▸ Saved data entries:
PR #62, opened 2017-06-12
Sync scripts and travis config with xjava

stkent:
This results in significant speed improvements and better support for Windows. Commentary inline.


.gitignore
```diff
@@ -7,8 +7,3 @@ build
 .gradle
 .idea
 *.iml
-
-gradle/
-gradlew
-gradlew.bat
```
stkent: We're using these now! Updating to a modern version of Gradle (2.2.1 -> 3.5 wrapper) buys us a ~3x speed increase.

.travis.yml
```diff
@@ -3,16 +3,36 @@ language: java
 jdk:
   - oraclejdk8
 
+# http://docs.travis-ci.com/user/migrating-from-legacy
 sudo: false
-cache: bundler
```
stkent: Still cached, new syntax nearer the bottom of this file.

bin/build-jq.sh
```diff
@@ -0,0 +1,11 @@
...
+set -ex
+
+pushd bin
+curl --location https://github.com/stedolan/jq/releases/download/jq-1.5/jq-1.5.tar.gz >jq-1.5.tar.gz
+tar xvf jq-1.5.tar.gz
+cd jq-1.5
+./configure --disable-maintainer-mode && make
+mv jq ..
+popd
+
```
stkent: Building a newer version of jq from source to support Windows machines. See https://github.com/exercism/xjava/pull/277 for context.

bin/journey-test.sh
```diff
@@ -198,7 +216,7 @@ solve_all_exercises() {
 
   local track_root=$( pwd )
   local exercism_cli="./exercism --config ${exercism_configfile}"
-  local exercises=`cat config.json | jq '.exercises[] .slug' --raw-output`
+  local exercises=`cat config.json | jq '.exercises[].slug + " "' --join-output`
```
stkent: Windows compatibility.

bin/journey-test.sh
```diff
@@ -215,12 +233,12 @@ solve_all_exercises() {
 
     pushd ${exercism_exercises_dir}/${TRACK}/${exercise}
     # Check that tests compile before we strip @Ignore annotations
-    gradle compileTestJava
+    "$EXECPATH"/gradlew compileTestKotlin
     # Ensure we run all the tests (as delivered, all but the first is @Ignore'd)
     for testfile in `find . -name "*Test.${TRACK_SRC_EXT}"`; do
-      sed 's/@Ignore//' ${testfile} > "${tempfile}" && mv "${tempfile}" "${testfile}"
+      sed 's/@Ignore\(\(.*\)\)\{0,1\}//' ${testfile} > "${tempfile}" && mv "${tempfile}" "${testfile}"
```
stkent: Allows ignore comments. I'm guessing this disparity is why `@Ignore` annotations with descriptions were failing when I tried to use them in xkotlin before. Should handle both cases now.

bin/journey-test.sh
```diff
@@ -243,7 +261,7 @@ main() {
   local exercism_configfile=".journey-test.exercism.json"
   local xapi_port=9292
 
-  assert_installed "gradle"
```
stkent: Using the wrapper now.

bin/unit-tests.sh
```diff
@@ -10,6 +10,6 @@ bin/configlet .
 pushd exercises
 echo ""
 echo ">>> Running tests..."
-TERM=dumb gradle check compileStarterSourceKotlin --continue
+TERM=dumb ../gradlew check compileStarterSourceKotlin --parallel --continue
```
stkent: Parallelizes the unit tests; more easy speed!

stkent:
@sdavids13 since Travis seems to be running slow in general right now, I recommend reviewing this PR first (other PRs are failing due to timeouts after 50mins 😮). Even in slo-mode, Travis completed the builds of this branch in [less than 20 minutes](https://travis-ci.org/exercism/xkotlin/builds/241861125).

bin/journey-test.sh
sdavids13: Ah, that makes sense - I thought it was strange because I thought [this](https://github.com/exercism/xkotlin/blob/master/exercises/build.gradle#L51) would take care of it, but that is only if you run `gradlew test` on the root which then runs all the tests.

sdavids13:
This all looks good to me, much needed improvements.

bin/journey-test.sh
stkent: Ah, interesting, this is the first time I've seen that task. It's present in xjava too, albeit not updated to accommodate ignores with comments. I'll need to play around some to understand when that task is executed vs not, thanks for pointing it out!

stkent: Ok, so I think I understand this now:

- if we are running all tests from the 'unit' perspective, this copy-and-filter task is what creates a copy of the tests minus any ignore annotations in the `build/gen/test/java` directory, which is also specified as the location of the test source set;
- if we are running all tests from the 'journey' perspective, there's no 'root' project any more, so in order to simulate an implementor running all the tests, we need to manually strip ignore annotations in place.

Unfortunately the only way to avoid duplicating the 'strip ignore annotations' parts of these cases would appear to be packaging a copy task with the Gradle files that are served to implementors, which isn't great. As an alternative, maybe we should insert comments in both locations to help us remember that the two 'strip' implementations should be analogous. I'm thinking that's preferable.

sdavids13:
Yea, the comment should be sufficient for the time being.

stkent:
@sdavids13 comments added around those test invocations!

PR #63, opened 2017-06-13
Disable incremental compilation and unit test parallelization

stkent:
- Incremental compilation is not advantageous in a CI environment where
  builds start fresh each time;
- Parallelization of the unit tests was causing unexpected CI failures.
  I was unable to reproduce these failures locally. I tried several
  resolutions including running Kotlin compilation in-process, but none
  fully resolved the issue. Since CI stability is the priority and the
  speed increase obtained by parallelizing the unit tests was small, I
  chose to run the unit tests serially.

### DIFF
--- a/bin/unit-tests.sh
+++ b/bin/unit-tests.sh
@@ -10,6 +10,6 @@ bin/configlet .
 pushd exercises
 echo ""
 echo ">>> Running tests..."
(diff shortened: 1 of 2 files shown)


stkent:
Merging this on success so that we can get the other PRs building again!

* * *

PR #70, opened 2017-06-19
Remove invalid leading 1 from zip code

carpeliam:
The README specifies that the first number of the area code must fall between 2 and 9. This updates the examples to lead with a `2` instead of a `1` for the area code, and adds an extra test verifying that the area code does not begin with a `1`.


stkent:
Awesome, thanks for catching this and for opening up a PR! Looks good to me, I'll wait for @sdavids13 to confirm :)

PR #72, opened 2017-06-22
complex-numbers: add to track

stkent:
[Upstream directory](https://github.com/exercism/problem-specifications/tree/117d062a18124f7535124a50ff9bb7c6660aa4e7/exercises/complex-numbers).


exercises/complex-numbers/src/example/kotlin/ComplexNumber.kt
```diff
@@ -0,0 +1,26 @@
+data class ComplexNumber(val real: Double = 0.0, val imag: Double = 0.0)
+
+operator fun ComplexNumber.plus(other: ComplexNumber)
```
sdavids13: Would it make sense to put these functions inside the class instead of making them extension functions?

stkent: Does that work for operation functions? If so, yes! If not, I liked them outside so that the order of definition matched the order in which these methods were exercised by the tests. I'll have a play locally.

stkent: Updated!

* * *

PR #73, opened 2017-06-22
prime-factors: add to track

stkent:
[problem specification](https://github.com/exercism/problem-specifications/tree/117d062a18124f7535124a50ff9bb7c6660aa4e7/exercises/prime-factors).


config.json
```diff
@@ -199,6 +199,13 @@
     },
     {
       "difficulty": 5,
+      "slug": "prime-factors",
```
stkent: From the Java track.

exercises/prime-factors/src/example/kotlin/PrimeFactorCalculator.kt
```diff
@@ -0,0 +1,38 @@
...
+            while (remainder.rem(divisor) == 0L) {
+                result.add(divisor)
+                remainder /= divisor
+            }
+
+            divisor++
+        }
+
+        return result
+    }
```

▸ Exercise details: Please give the number of lines in the entries above that hold "tried", with no other text.

▸ Exercise answer: 2